Program administrators quickly discovered that real world factors were not properly accounted for in the lab. When trying to replicate the study in real life, participants arrived for their exercise classes without athletic shoes, rendering them unable to do the intense physical activity that participants did in the lab.

 

Identifying obstacles like this during the study is what makes community-based participatory research so effective. Jernigan’s first study did not take place in a lab. It took place across southeast Oklahoma in tribally-owned convenience stores. The Thrive Study, a five-year project funded by the National Heart, Lung and Blood Institute, sought to implement healthy makeovers in tribally-owned and operated convenience stores.

 

The Choctaw Nation and Chickasaw Nation own more than 20 of these convenient stores, which are key sources of revenue.
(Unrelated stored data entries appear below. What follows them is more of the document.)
Issue #82, opened 2021-01-27
Don't support signing?


hamishwillee:
Just confirming for the mavlink docs tat this library doesn't support signing - right?

Are there any more docs than provided on the readme? 
For context, I'm trying to characterize the things provided by each project
- ie level of docs (where [this one for C](https://mavlink.io/en/mavgen_c/) might be full
- level of testing - ie what is tested, unit test, round trip tests, test that send receive from C library etc.

patrickelectric:
Hi @hamishwillee, I hope that you are doing fine.

About rust-mavlink, it indeed has a support for signed messages, but not fully.
It can receive but will do nothing with the signed value itself.

For documentation, you can get it here: https://docs.rs/mavlink/latest/mavlink/
For testing: https://github.com/mavlink/rust-mavlink/tree/master/tests
    - They are done with some hardcoded messages to check if the pack/unpack values are correct and a self test of the internal functions.

hamishwillee:
Thank you very much for the clarification.

hamishwillee:
Note, I've updated mavlink docs with link in https://github.com/mavlink/mavlink-devguide/pull/312

I have not updated the information on signing because it still isn't quite clear to me what you mean by not supported. Full signing support would look something like:
1. Has a mechanism for setting a key to use for signing messages (key management itself might be in hardware).
1. Has mechanism for turning signing on and off
1. If signing turned on will sign MAVLink 2 messages.
1. If signing not turned on will parse signed and unsigned messages
1. If signing turned on will reject unsigned messages by default, but has hooks to allow an implementation to choose to keep some messages.

Assuming we're aligned on the above can you confirm again which it does/does not do?

tjrmarques:
Hi!
It's been a while since this has been merged, any idea on when it will land in crates.io?

patrickelectric:
@tjrmarques it appears that the release process has changed on rust-mavlink and more work on that is now necessary to do the release, I'm out of time at the moment.

pv42:
@hamishwillee the newest release now supports signing to the following extend:

1. Has a mechanism for setting a key to use for signing messages (key management itself might be in hardware).
Yes

2. Has mechanism for turning signing on and off
Yes

3. If signing turned on will sign MAVLink 2 messages.
Yes (can be disabled to only receive signed messages send unsigned ones)

4. If signing not turned on will parse signed and unsigned messages
Yes

5. a) If signing turned on will reject unsigned messages by default,
 Yes
[...]

PR #253, opened 2024-08-11
Signing

pv42:
As pointed out in #82 [MAVLink 2 message signing](https://mavlink.io/en/guide/message_signing.html) is not supported beyond being able to correctly parse signed messages.
This PR adds full support for signature creation and verification. 
This is done by introducing the `signing` feature to the `mavlink` and `mavlink-core` crates.
The implementation is done in a way that the public interfaces remain unchanged without the feature and are semver compatible when it is enabled.

# Additions
- `signing` feature for mavlink-core and as passthrough to `mavlink`, all following additions require this, this is not enabled by default 
- add `SigningConfig` to configure signing with a secret key, enable sign outgoing and allow unsigned messages
- add `SigningData` to execute signing with `verify_signature()`, `sign_message()`
- `MavConnection::setup_signing(..)` to all connection implementations
- add signing versions of `pub fn` that have an additional `Option<&SigningData>` paramter: `read_versioned_msg_signed()`, `read_v2_raw_message_signed()`, `read_v2_msg_signed()`, `write_versioned_msg_signed()`, `write_v2_msg_signed()`
- add byte access function to `MAVLinkV2MessageRaw`: `checksum_bytes()`, `signature_link_id[_mut]()`, `signature_timestamp[_bytes[_mut]]()`, `signature_value[_mut]()`
- fix `MAVLinkV2MessageRaw::header()` requiring a mut reference
- add `MAVLinkV2MessageRaw::calculate_signature()` that calculates a messages current signature
- add `MAVLinkV2MessageRaw::serialize_message_for_signing()` to serialze while setting the incompat_flag

# Signing specifications
With the `signing` feature enabled and signing setup the following applies:
- All incoming messages with invalid signature are ignored
- All incoming messages that are not signed are ignored unless `allow_unsigned` is set
- All outgoing message are signed when `sign_outgoing` is set.
- If the message signature does not match the message is ignored.
- If a messages timestamp is more then 60s older then the newest received message it is ignored
- If a messages timestamp is older then the previous message from the same (system,component,link) it is ignored.
- Timestamps are strictly monotonic increasing per send message allowing it get ahead of real time.

# Tests
- add signing test to verify the signing itself
- add signing to tcp_loopback_tests to check the connection signing implementation
- enable `signing` feature for all test

# Caveats
- The mavlink standart calls for a method to allow individuall unsigned messages, this currently has only a simple boolean flags. A better solution is to either allow messages ids based on a whitelist or a callback.
- The link id used is fixed to 0. The standart describes that this should be different for each connection from this device, however this is difficult to implement and I could not come up with a satisfying solution.
- The timestamps required for signing are generated using `std::SystemTime::now()` which might not exist in a none-std enviroment, maybe the `signing` feature should depend on `std`.
- This PR suffers from the same issue as #246 as test on `mavlink` are broken since they depend on the published version of `mavlink-core` which does not have signing, when testing locally with a path dependency they succeed.
- The signing feature uses the `incompat_flags` field of the MAVLink header, for the purpose of preserving API stability the coresponding struct `MavHeader` is not modified but this should probably be done in a future breaking version.
- It is possible to enable signing on a `MavConnection` and then set a it to use MAVLink 1 only which ignores the setup signing configuration.


patrickelectric:
Can you rebase over master ?

pv42:
I have fixed the merge conflicts for this, but I should probably add signing variant of the new async methods too. Hence I marked this a draft until I have implemented this.

pv42:
I have added `read_v2_raw_message_async_signed`, added `link_id` to signing setup and slightly modified tests.

joaoantoniocardoso:
Nice work, but I think you've merged the updated master into this branch instead of rebasing it over master

.github/workflows/test.yml
```diff
@@ -59,7 +59,7 @@ jobs:
         with:
           use-cross: true
           command: check
-          args: --all --all-targets
+          args: --all --all-targets --features signing
```
patrickelectric: Please add a test without signing to be sure that it stills compile

mavlink-core/src/connection/udp.rs
```diff
@@ -143,7 +160,24 @@ impl<M: Message> MavConnection<M> for UdpConnection {
...
+                #[cfg(feature = "signing")]
+                self.signing_data.as_ref(),
+            )?;
+            #[cfg(feature = "signing")]
+            write_versioned_msg_signed(
+                &mut buf,
+                self.protocol_version,
+                header,
+                data,
+                #[cfg(feature = "signing")]
```
patrickelectric: Does this make sense ?

.github/workflows/test.yml
```diff
@@ -34,7 +34,7 @@ jobs:
       - uses: actions/checkout@master
       - uses: dtolnay/rust-toolchain@stable
       - name: Run internal tests
-        run: cargo test --verbose --features ${{ matrix.dialect }} -- --nocapture
+        run: cargo test --verbose --features ${{ matrix.dialect }} --features signing -- --nocapture
```
patrickelectric: Please add it without signing as well

patrickelectric (changes requested):

mavlink-core/src/connection/udp.rs
pv42: No it did not.

patrickelectric (approved):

When community members reported shopping for food as much or more at convenient stores than grocery stores, the stores were identified as key points for intervention.

 


 

The research team observed four intervention stores stocked with healthy options and four control stores stocked with unhealthy options over the course of a year. The results showed a promising path for intervention on a consumer level.

 

The Thrive study found that Native peoples’ purchasing of vegetables and fruits increased significantly, and perception of food environment improved dramatically as well. Plus, these results came at no cost to the tribes. In fact, the intervention stores generated more revenue than the control stores.

 

The positive results not only were indicative of a successful study, but also a meaningful collaboration between the community and researchers. “It’s really through a partnership and collective action that you’re able to generate positive health outcomes,” Jernigan explained. “You have to be willing to be an active participant in the process of co-learning and sharing knowledge.”

 

The study became policy in one of the tribes, and other nations are exploring replicating it. With more than 560 federally recognized tribes and more than 300 tribally-owned convenience stores, there is a huge opportunity to expand. “We’re already seeing requests to replicate in Arizona, Oregon and New York,” Jernigan said.

 

Community-based participatory research is not research for the sake of research, but a balance of action with science for social change. “You’re just as interested in generating a positive outcome for the community as you are with testing a hypothesis. Research is part of it. But it’s really a means to an end with the real focus being improving communities,” said Jernigan.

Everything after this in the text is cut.